Understandably, drones aren't usually welcome around airplanes, but Airbus is making an exception to that rule. The aerospace firm has been testing and demonstrating how drones can be used for quality inspection before planes are delivered to customers.

Previously, Airbus' quality inspectors had to go up in telescopic handler vehicles to examine aircraft and make sure there were no "non-conformities" such as defects, scrapes or dents. This process was a laborious one, and could take up to two hours. Using drones, though, the company has shown how it has reduced that time to as little as 10 minutes.

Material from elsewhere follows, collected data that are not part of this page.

PR #5603, opened 2019-07-12
CB-2356 redbeams create databaseserver body: remove region; make subn…

gergopapi2:


redbeams-api/src/main/java/com/sequenceiq/redbeams/api/endpoint/v4/databaseserver/requests/AllocateDatabaseServerV4Request.java
```diff
@@ -29,11 +29,7 @@
 
     @NotNull
     @ApiModelProperty(value = ModelDescriptions.ENVIRONMENT_ID, required = true)
```
bhavanki: Now is a good time to replace ModelDescriptions.ENVIRONMENT_ID with ENVIRONMENT_CRN.

redbeams/src/main/java/com/sequenceiq/redbeams/service/UserGeneratorService.java
```diff
@@ -0,0 +1,26 @@
+package com.sequenceiq.redbeams.service;
+
+import java.util.UUID;
+import java.util.concurrent.ThreadLocalRandom;
+import java.util.stream.Collectors;
+
+import org.springframework.stereotype.Service;
+
+@Service
+public class UserGeneratorService {
```
bhavanki: Refactoring ftw

redbeams/src/main/java/com/sequenceiq/redbeams/service/network/SubnetChooserService.java
```diff
@@ -0,0 +1,30 @@
...
+
+import com.sequenceiq.cloudbreak.cloud.model.CloudSubnet;
+import com.sequenceiq.cloudbreak.exception.BadRequestException;
+
+@Service
+public class SubnetChooserService {
+
+    public List<CloudSubnet> chooseSubnetsFromDifferentAzs(List<CloudSubnet> subnetMetas) {
+        if (subnetMetas.size() < 2) {
+            throw new BadRequestException("Insufficient number of subnets: at least two subnets in two different availability zones needed");
```
bhavanki: I think RedbeamsException is better here, because this condition is not because there was something (directly) wrong with the API request. This isn't a blocker for me, though. Your call.

redbeams/src/test/java/com/sequenceiq/redbeams/service/network/SubnetChooserServiceTest.java
```diff
@@ -0,0 +1,77 @@
...
+import java.util.List;
+
+import org.junit.Rule;
+import org.junit.Test;
+import org.junit.rules.ExpectedException;
+
+import com.sequenceiq.cloudbreak.cloud.model.CloudSubnet;
+import com.sequenceiq.cloudbreak.exception.BadRequestException;
+
+public class SubnetChooserServiceTest {
```
bhavanki: Unit test ... awesome

redbeams/src/main/java/com/sequenceiq/redbeams/converter/stack/AllocateDatabaseServerV4RequestToDBStackConverter.java
```diff
@@ -111,11 +136,26 @@ private void updateCloudPlatformAndRelatedFields(AllocateDatabaseServerV4Request
...
+    private MappableBase getNetworkFromEnvironment(DetailedEnvironmentResponse environmentResponse) {
+        if (environmentResponse.getNetwork() == null || environmentResponse.getNetwork().getSubnetMetas() == null) {
+            throw new RedbeamsException("Environment does not contain metadata for subnets");
+        }
+        List<CloudSubnet> subnetMetas = new ArrayList<>(environmentResponse.getNetwork().getSubnetMetas().values());
+        List<String> chosenSubnetIds = subnetChooserService.chooseSubnetsFromDifferentAzs(subnetMetas).stream()
+                .map(CloudSubnet::getId)
+                .collect(Collectors.toList());
+
+        return networkParameterFactoryService.createNetworkParameters(chosenSubnetIds, environmentResponse.getCloudPlatform());
```
bhavanki: The cloud platform is already available as an enum in the AllocateDatabaseServerV4Request object. It would be better to use that so that the service called here can switch on the enum instead of strings.

This does surface a problem - what happens when the cloud platform in the environment is different from the cloud platform in the request? That's something to think about as a separate item.

gergopapi2: That was exactly my concern as well and that's why I did go with the "inferior" string solution instead of a nice enum. If we digest what the env returns we are safe.

Yes, I agree, we should check if the providers do match in the request and the actual env. After that, however, we could use the enums.

redbeams-api/src/main/java/com/sequenceiq/redbeams/api/endpoint/v4/databaseserver/requests/AllocateDatabaseServerV4Request.java
gergopapi2: Thanks, done.

redbeams/src/main/java/com/sequenceiq/redbeams/service/network/SubnetChooserService.java
gergopapi2: Ok, I did change this to redbeams exception. This will be mapped to INTERNAL_SERVER_ERROR. To the end user this perfectly makes sense. On the other hand, to the direct consumers of our api I am not sure if this is ok.

redbeams/src/main/java/com/sequenceiq/redbeams/converter/stack/AllocateDatabaseServerV4RequestToDBStackConverter.java
gergopapi2: I created this jira to follow up:
https://jira.cloudera.com/browse/CB-2425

Airbus worked with drone outfit AscTec to create a modified Falcon 8 drone with Intel RealSense cameras for intelligent obstacle navigation and a 42-megapixel full-frame camera for data capture. The drone is set to fly a predetermined route around a plane, during which it systematically and automatically take a series of photos. A human drone pilot supervises the flight and is able to take control if necessary.

In addition to making the process quicker and allowing images to be easily reexamined, the drones make it safer and more comfortable for inspectors
In addition to making the process quicker and allowing images to be easily reexamined, the drones make it safer and more comfortable for inspectors

Up to 150 photos are typically captured and these are then examined by inspectors as 3D models of the plane. It's possible to zoom and pan around the images so as to look closer at certain areas, with the data said to ultimately help improve traceability, prevention and damage reduction.

In addition to making the process quicker and allowing images to be easily reexamined, the drones make it safer and more comfortable for inspectors, who will no longer have to be lifted up in telescopic handlers regardless of weather conditions.

The system is being tested on Airbus A330 and A350 aircraft, after which it is expected to be rolled out for use on all aircraft from next year. It's being demonstrated at this year's Farnborough Airshow in the UK, which runs until July 17.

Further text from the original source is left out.